Mereka hidup dalam prinsip jugaad, filosofi improvisasi maksimal dengan modal minimal. Dari sini lahir inovasi-inovasi luar biasa, bukan karena kemewahan, tapi karena keterpaksaan. Inilah inovasi sejati, bukan dari laboratorium steril, tapi dari garasi tanah dengan anak ayam lalu-lalang dan segelas chai tergantung di paku dinding. Keterbatasan bukan halangan. Justru itu bahan bakarnya.
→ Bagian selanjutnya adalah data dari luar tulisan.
PR #206, opened 2016-04-29
Version 7

bvaughn:
### Backwards incompatible changes
- [x] [Clean up property names](https://github.com/bvaughn/react-virtualized/wiki/Version-7-Roadmap#clean-up-property-names-codemod)
- [x] [Use named function arguments](https://github.com/bvaughn/react-virtualized/wiki/Version-7-Roadmap#use-named-function-arguments)

### Backwards compatible changes
- [x] [Cells are cached while scrolling](https://github.com/bvaughn/react-virtualized/wiki/Version-7-Roadmap#cells-are-cached-while-scrolling)
- [x] [Cell renderers receive an `isScrolling` parameter](https://github.com/bvaughn/react-virtualized/wiki/Version-7-Roadmap#cell-renderers-receive-an-isscrolling-parameter)
- [x] [Defer cell measurement until necessary](https://github.com/bvaughn/react-virtualized/wiki/Version-7-Roadmap#defer-cell-measurement-until-necessary)
- [x] [Support just-in-time calculated cell sizes](https://github.com/bvaughn/react-virtualized/wiki/Version-7-Roadmap#support-just-in-time-calculated-cell-sizes)
- [X] [Support custom inline styles (in addition to custom CSS)](https://github.com/bvaughn/react-virtualized/wiki/Version-7-Roadmap#more-flexible-styling)

### Miscellaneous
- [ ] [facebook/jscodeshift](https://github.com/facebook/jscodeshift) cod-mods for easy upgrade
- [x] Document intended usage and limitations of `CellMeasurer` component


MikeMcElroy:
Big +1 on named arguments -- couldn't find a way to comment on that on the wiki.

MikeMcElroy:
Would you accept PRs on some of these conversions for this branch?  I'm already dinking around in FlexTable & FlexColumn for work stuff, so if you wouldn't mind, I could take on those methods you have slated for updating in the [wiki](https://github.com/bvaughn/react-virtualized/wiki/Version-7-Roadmap).

bvaughn:
Hey @MikeMcElroy! Thanks for the input and the offer to help! That's awesome. :)

I'm working my way through the named parameters this evening. Just finished `FlexColumn#cellDataGetter`.

I'd be happy to share the load though I wonder if we might step on each other's toes a bit. If you're working this evening, feel free to send me some PRs into this branch- maybe work your way from the bottom of the table up? :)

bvaughn:
We can chat in Gitter.

source/CellMeasurer/CellMeasurer.js
```diff
@@ -0,0 +1,222 @@
...
+  getColumnWidth ({ index }) {
+    if (this._cachedColumnWidths[index]) {
+      return this._cachedColumnWidths[index]
+    }
+
+    const { rowCount } = this.props
+
+    let maxWidth = 0
+
+    for (var rowIndex = 0; rowIndex < rowCount; rowIndex++) {
```
kof: maybe also let?

source/CellMeasurer/CellMeasurer.js
```diff
@@ -0,0 +1,222 @@
...
+
+    const rendered = cellRenderer({
+      columnIndex,
+      rowIndex
+    })
+
+    this._div.innerHTML = ReactDOMServer.renderToString(rendered)
+
+    const height = this._div.clientHeight
+    const width = this._div.clientWidth
```
kof: not sure how expensive those getters are, as you need only height or width, maybe it would be better that you also query dom for only what you need

source/CellMeasurer/CellMeasurer.js
```diff
@@ -0,0 +1,222 @@
...
+      this._div.style.zIndex = -1
+
+      this._updateDivDimensions(this.props)
+
+      this._containerNode = this._getContainerNode(this.props)
+      this._containerNode.appendChild(this._div)
+    }
+  }
+
+  _unrenderAndDestroy () {
```
kof: unrender sounds weird) destroy is also not really what happens here ...

removeContainer, unmountContainerNode would be better.

source/CellMeasurer/CellMeasurer.js
```diff
@@ -0,0 +1,222 @@
...
+    rowIndex
+  }) {
+    const { cellRenderer } = this.props
+
+    const rendered = cellRenderer({
+      columnIndex,
+      rowIndex
+    })
+
+    this._div.innerHTML = ReactDOMServer.renderToString(rendered)
```
kof: I have a strong feeling that this is very bad:
- renderToString should be slower than rendering  the element via ReactDom.render()
- renderToString should def. consume memory a lot, because it will create DOM nodes all over the time, no DOM reuse at all here. Basically this means that everything is rendered twice. 

Why not to .render() the element, measure it, then unmount it and then use the same element in the visible area? Like I did here https://gist.github.com/kof/eefccc63442bf6748165311e953fc68a#file-autorowheight-js-L13

MoOx:
Hi, I want to use this project and saw this PR.
Do you think I can directly start with this (v7) to avoid a upgrade in a few days? :)

bvaughn:
@MoOx: Beginning with this branch and then switching over to v7 once it's released would probably be the least effort for you, if you're able to do that. I hope to get v7 out sometime this weekend if nothing comes up so you wouldn't have too long to wait.

source/CellMeasurer/CellMeasurer.js
bvaughn: I also have big reservations about this line. I actually tried a couple of render approaches like you mention- but React threw an error about functions (eg. `getRowHeight`) having side effects that trigger rendering.

I think the main problem is that I want the width/height getter functions to be synchronous, not callback based like yours. Because (a) I don't want to force everyone to use the `InfiniteLoader` for the callback and (b) I think the callback approach you're using might cause a lot of `forceUpdates`.

I'd love to improve this bit though. Let's talk more about ideas?

source/CellMeasurer/CellMeasurer.js
bvaughn: Sure. This was initially doing something else (with my first attempt, which used `.render` instead of `.renderToString`). I can rename it though.

source/CellMeasurer/CellMeasurer.js
bvaughn: I _think_ you pay the cost once, regardless of whether you call one or both of them.

source/CellMeasurer/CellMeasurer.js
bvaughn: Sure. `for (var` habit dies hard.

source/CellMeasurer/CellMeasurer.js
kof: How do you know this? My assumption that layout calc happens on such things. And also they are likely to be slow anyways.

source/CellMeasurer/CellMeasurer.js
kof: Yes, because the measuring should have happened before. Not at the moment it needs to render. React does a good job with this warnings.

I am not sure measuring heights is 100% guaranteed in sync, need to do some research to be sure CSS is applied in sync with dom insertion. 

Also there are other edge cases like fonts and images which will result in a different heights asynchronously. For e.g. a font-family could trigger an async font load and when its loaded text would be rerendered .... same for images... 

I am not sure this should be supported, however we could do that if we have an async callback and  user could decide how long to wait.

kof: If async def. can't be used, we should try to find a way to make React.render to render sync.

source/CellMeasurer/CellMeasurer.js
kof: https://gist.github.com/paulirish/5d52fb081b3570c81e3a

source/CellMeasurer/CellMeasurer.js
kof: Found the line which is responsible to trigger actual rendering:

https://github.com/facebook/react/blob/master/src/renderers/dom/client/ReactMount.js#L495

Using this "private" methods one can make render sync.

But I think it is better to make the whole rendering in the visible area at the next tick, so that we don't need hacks at all, we could render in the hidden container using pure react flow and then use the state to trigger children updates.

source/CellMeasurer/CellMeasurer.js
bvaughn: My understanding of what's "expensive" about these calls is that they force the browser to do a sync layout. Once that's been done once (for querying `clientHeight` for example) why would the browser need to do it again when `clientWidth` was queried? Such an implementation would seem massively inefficient.

kof: I am not sure browser can efficiently cache those calculations and won't go check everything again when you ask for clientWidth ....

source/CellMeasurer/CellMeasurer.js
bvaughn: My plan was just to document the limitations of this measurer (eg. it can't be used to measure async-loaded images, fonts that haven't yet been loaded, etc.). I think the async measurer with callback approach you initially used poses a lot more challenges for the library itself though in terms of avoiding unnecessary renders and callbacks.

Let's say we have an RV list that is large enough to display 20 rows at a time. If each one measures async and we have no guarantee what order their callbacks will be invoked in, then we can't know the offset of row 20 until rows 1-19 have completed measuring. Not so awful when we're only talking about 20 rows but if we're talking about hundreds I think it would be very inefficient to have to run through the entire list of sizes and offsets and constantly tweak them as new values came in.

The above problem is way more complex when it comes to `Grid` since we would need to measure every column in a given row to know the rows height (and vice versa to know a given column's width).

source/CellMeasurer/CellMeasurer.js
kof: We can benchmark it.

kof: so bad jsperf.com is offline, need to start local instance ...

bvaughn: It's fine. I don't mind changing it to only query for the one we need just to be on the safe side.

source/CellMeasurer/CellMeasurer.js
bvaughn: I'm leaning towards a naive initial implementation at least that doesn't try to solve every use case but also doesn't add tons of complexity to RV. Then we can iterate on it in a way that's backwards compatible.

For instance, as of version 7 RV will use named parameters for everything. That means that while a `rowHeight` getter only takes a named `index` parameter now, we could update (in a backwards compatible way) it to also accept an optional `callback` parameter if we wanted to add async support. I _think_ async measuring support would require a substantial re-thinking about the layout logic though and I don't think I have the bandwidth for it now.

MoOx:
Ha, this repo can't be used in npm since source are ignored :(

MoOx:
Trying this as a postinstall hook `cd node_modules && git clone https://github.com/bvaughn/react-virtualized.git && cd react-virtualized && git checkout version-7 && npm i && npm run build` :D

bvaughn:
> Ha, this repo can't be used in npm since source are ignored :(

Ah, you mean version-7 can't be used without building. Yup, that makes sense. I'll publish an RC at some point soon but I have a couple of more TODO items (listed in the description) first.

bvaughn:
FYI @MoOx~ I've just published version `7.0.0-rc.1` to NPM. I'd like to do more performance testing before a final release candidate, but this should let you start using the changes I've done so far if you'd like.

bvaughn:
Performance tests aren't showing anything alarming- but it's gotten too late to feel comfortable with a release. Look for 7.0 in the morning. :)

PR #209, opened 2016-05-02
CellSizeAndPositionManager utility for JIT calculating cell sizes and positions

bvaughn:


edulan:
This is awesome! :clap: 

I'm looking forward to see it in action. Is it supposed to work with Collection component too?

bvaughn:
Thanks :)

Unfortunately this particular utility won't help with `Collection` since there's no guarantee that the order of its data correlates with the positioning. I've optimized `Collection` as best I could think of currently via the [`SectionManager`](https://github.com/bvaughn/react-virtualized/blob/master/source/Collection/SectionManager.js) component. But I'd welcome ideas for improving it. :D

PR #216, opened 2016-05-05
Fix initial scroll on Collection component

edulan:
Setting initial scroll on a Collection component is not working properly. Cells are rendered in the right place but scrolling container remains the same. This PR fix that.

I've tried to duplicate the same logic found in Grid component, in which initial scrolls works as expected.

### DIFF
--- a/source/Collection/CollectionView.js
+++ b/source/Collection/CollectionView.js
@@ -135,6 +135,10 @@ export default class CollectionView extends Component {
 
     this._scrollbarSize = getScrollbarSize()
 
+    if (scrollLeft >= 0 || scrollTop >= 0) {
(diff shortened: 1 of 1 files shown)


bvaughn:
Thanks for the contribution :)

My preference would be to move this check to an else-if following `if (scrollToCell >= 0)` (a little further down in the same method) just to avoid potentially updating state twice.

bvaughn:
I'll just make my own suggested change post-merge.

bvaughn:
Just release 6.3.2 with this fix. Gave you a shoutout in the changelog and git tag.

Thanks again!

edulan:
Thanks a lot @bvaughn :+1:

Issue #116, opened 2016-02-21
Always on scrollbar causing offset issues with ColumnSizer and ScrollSync


ryanseddon:
I created two gifs to show what's happening on your demo pages, these seem like a similar issue to #81 in that they both need to take into account if a scrollbar is present and make adjustments based on that. 

I don't have capacity to dig into this and do a PR until later in the week so if you're busy I'll take a look when I can.

`<ColumnSizer />`:

![scrollbar-sizer](https://cloud.githubusercontent.com/assets/143402/13206245/33863d36-d94e-11e5-9ec2-b59a773a3f1a.gif)

`<ScrollSync />`:

![scrollsync-offset](https://cloud.githubusercontent.com/assets/143402/13206249/44bba7c6-d94e-11e5-9829-b2eb52a38712.gif)

ryanseddon:
These gifs were recorded in Chrome 48.0.2564.109, I don't see the column sizer issue in Firefox but I see the scrollsync across the board.

bvaughn:
Thanks for the detailed report @ryanseddon. This seems related to another issue I've filed but haven't had the time to address yet, #101.

bvaughn:
My wedding was this weekend and I have family visiting so I probably won't get to this for another few days. If you beat me to it, more power to you. Else I'll take a look when I can. :)

ryanseddon:
Oh! Congrats! Step away from the computer and go enjoy your wedding festivities.

bvaughn:
Thanks thanks. ;) Was just taking a brief rest and catching my breath. Cheers!

Guria:
Just for reference screenshot of ColumnSizer demo from windows:
![](http://i.imgur.com/lHINPVV.png)

Don't sure if it supposed to look like that.

bvaughn:
If scrollbars are turned to always-on, then... yeah it would have to look like that.

Guria:
@bvaughn scrollbar always on is default behaviour for all browser under windows and linux. There is no easy way to get mac os like behaviour.

bvaughn:
I don't think that changes my response. I'm still not sure (in the above screenshot) what you would expect to see differently, given always-on scrollbars (regardless of whether the scrollbars are on because of the operating system, or the fact that the user is using a mouse instead of trackpad, or something else).

Guria:
@bvaughn my expectation that with setting like on next screenshot is enough room to scrollbars not appear at all. But they always appears except on mobile or mac os:
[...]

PR #234, opened 2016-05-13
fix #222 scrollbar covered cell content

### LINKED ISSUE #222: scrollbar covered cell content
When columns width === grid width and there's a vertical scrollbar, the scrollbar will cover the last cell of every row.
Similarly, when rows Height === grid height and theres a horizontal scrollbar, it will cover the last cell of every column.

here's an example: http://plnkr.co/edit/lV9gaaS34xoybhfiWipJ

a
b

Seems the problem was from Grid.js  [here](https://github.com/bvaughn/react-virtualized/blob/master/source/Grid/Grid.js#L436) and [here](https://github.com/bvaughn/react-virtualized/blob/master/source/Grid/Grid.js#L440)

May be change it to something like this can solve the problem?

```js
    if (totalColumnsWidth + (totalRowsHeight > height ? this._scrollbarSize : 0) <= width) {
      gridStyle.overflowX = 'hidden'
    }

    if (totalRowsHeight + (totalColumnsWidth > width ? this._scrollbarSize : 0) <= height) {
      gridStyle.overflowY = 'hidden'
    }
```

anjianshi:


source/Grid/Grid.js
```diff
@@ -204,6 +204,8 @@ export default class Grid extends Component {
 
     // See defaultCellRangeRenderer() for more information on the usage of this cache
     this._cellCache = {}
+
+    this._scrollbarSize = getScrollbarSize()
```
bvaughn: I don't believe this is a good idea. I think it could cause problems with server-side rendering.

bvaughn: Elaborating a bit- I think the `inDom` check for `dom-helpers` will prevent scrollbar size from ever being set in that case. Because at the time the component is _created_ it won't be in the DOM.

Hmm... maybe we could address this concern by:
* Adding a fallback to `render` to handle a potentially undefined size (eg `const scrollbarSize = this._scrollbarSize || 0`)
* Adding a check in `componentDidMount` for an undefined `this._scrollbarSize` and re-initializing if necessary

bvaughn:
Friendly bump @anjianshi. If you're willing to make the suggested PR changes for this~ great! If not let me know and I'll close the PR and tackle the issue when I get some time. :)

anjianshi:
Oh, sorry! these days I was very busy, tomorrow I will try to improve the PR.

bvaughn:
No problem! I understand being busy. :)

source/Grid/Grid.js
anjianshi: @bvaughn  I think this is not good. Because the first render will not be correct. May be we can skip set the overflow style in first render? I think this will not affect #116.

source/Grid/Grid.test.js
```diff
@@ -120,43 +120,49 @@ describe('Grid', () => {
   describe('shows and hides scrollbars based on rendered content', () => {
     const scrollbarSize = getScrollbarSize()
 
+    function renderTwice (markup) {
```
bvaughn: Why is this helper necessary? (Why is rendering twice required by these tests?)

anjianshi: Because in first render, `overflowX` or `overflowY` always won't be set
(because `this._scrollbarSize` was `undefined`)

anjianshi: Now in first render, overflowX and overflowY won't be set, so it can produce right result, whatever server-side rending or client-side rending.
And in follow up renders, because `this._scrollbarSize` was set, `overflowX` and `overflowY` will be set normally, to prevent #116 's problem

bvaughn: This is why I previous suggested what I did- initializing it in `componentWillMount` and then...
> * Adding a check in `componentDidMount` for an undefined `this._scrollbarSize` and re-initializing if necessary

This would handle the server-side rendering concern.

We should not require external code (test code or production code) to call `forceUpdate` in order for the correct layout behavior. `Grid` should update itself if it detects that condition.

anjianshi: but without this helper, the test won't pass.

bvaughn: Re-read my suggestion above? :)

anjianshi: In first render, overflowX or Y always won't be set, so there's noting to test.
The purpose of call forceUpdate() is testing the second render's result.
Or there's other way to do this?

Or we should `adding a fallback to render to handle a potentially undefined size (eg const scrollbarSize = this._scrollbarSize || 0)` as you say?
But this will cause the first render got wrong result about overflowX / overflowY.

sorry, my english is not very well. :)

bvaughn: It's not acceptable for react-virtualized users to have to call `forceUpdate` to get correct layout behavior. The server-side rendering edge-case we're talking about can be detected and handled by `Grid` automatically by checking for `this._scrollbarSize == null`. At that point your tests- (and more important, users using `Grid`- won't have to call `forceUpdate` themselves.

Does this make better sense?

bvaughn: What I originally suggested was to...
* Measure scrollbar size in [`componentWillMount`](https://facebook.github.io/react/docs/component-specs.html#mounting-componentwillmount) so that client-side content will only be measured once, right before rendering the first time.
* Check for an undefined scroll bar size in [`componentDidMount`](https://facebook.github.io/react/docs/component-specs.html#mounting-componentdidmount) so that server-side rendered content will be re-measured for scrollbar size at the first opportunity. In this second case, if scrollbar isn't measured until `componentDidMount`, then the `Grid` should `forceUpdate` (or `setState`) itself to ensure that it renders one more time with the adjusted scrollbar size.

bvaughn: I have a little time today while flying to just pick this up. I'll base it on what you've done and make the changes I've suggested. I'll give you credit for the idea/suggestion in release notes. :)

anjianshi: Understand. Happy to see these improve, and thanks for your excellent work!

Konon katanya, akar kemampuan ini sudah muncul sejak zaman Peradaban Lembah Indus. Mereka sudah kenal teknologi hidrolik sebelum banyak bangsa lain bisa mengeja kata ‘katup’. Lalu, sejarah panjang keemasan Islam memperkaya teknik mereka, perpaduan spiritualitas, logika, dan keberanian mencoba hal tak masuk akal. Maka wajar jika kini, mekanik Pakistan bisa bikin suku cadang dari kaleng susu dan pengikatnya dari ban bekas.
Jangan salah sangka, dunia mekanik mereka tidak eksklusif lelaki. Sosok seperti Uzma Nawaz, wanita mekanik pertama Pakistan, menjadi bukti bahwa keahlian tak kenal gender. Di tengah budaya patriarki yang kadang terlalu ketat sampai baut pun ikut tegang, Uzma membuktikan bahwa mimpi bisa dikencangkan pakai kunci inggris.
Tentu saja, dibandingkan dengan negara lain seperti Thailand atau Ethiopia, mekanik Pakistan tak bisa mengklaim mahkota “terbaik sedunia” secara mutlak. Tapi, jika ukurannya adalah semangat, daya juang, dan kemampuan menciptakan keajaiban dari rongsokan, maka merekalah rajanya. Tak ada gelar resmi, tak ada medali, tapi truk yang kembali hidup dan sopir yang bisa melanjutkan perjalanan adalah penghargaan sejati mereka.
Dunia boleh punya robot. Jepang boleh punya AI. Tapi selama masih ada mekanik Pakistan yang bisa bikin kendaraan hidup kembali hanya dengan sarung, palu, dan sedikit doa, maka harapan manusia atas keajaiban belum sepenuhnya musnah. Sebab di sana, di bawah terik matahari dan debu jalanan, para penjaga logam tua itu masih bekerja, diam-diam, epik, dan penuh kharisma.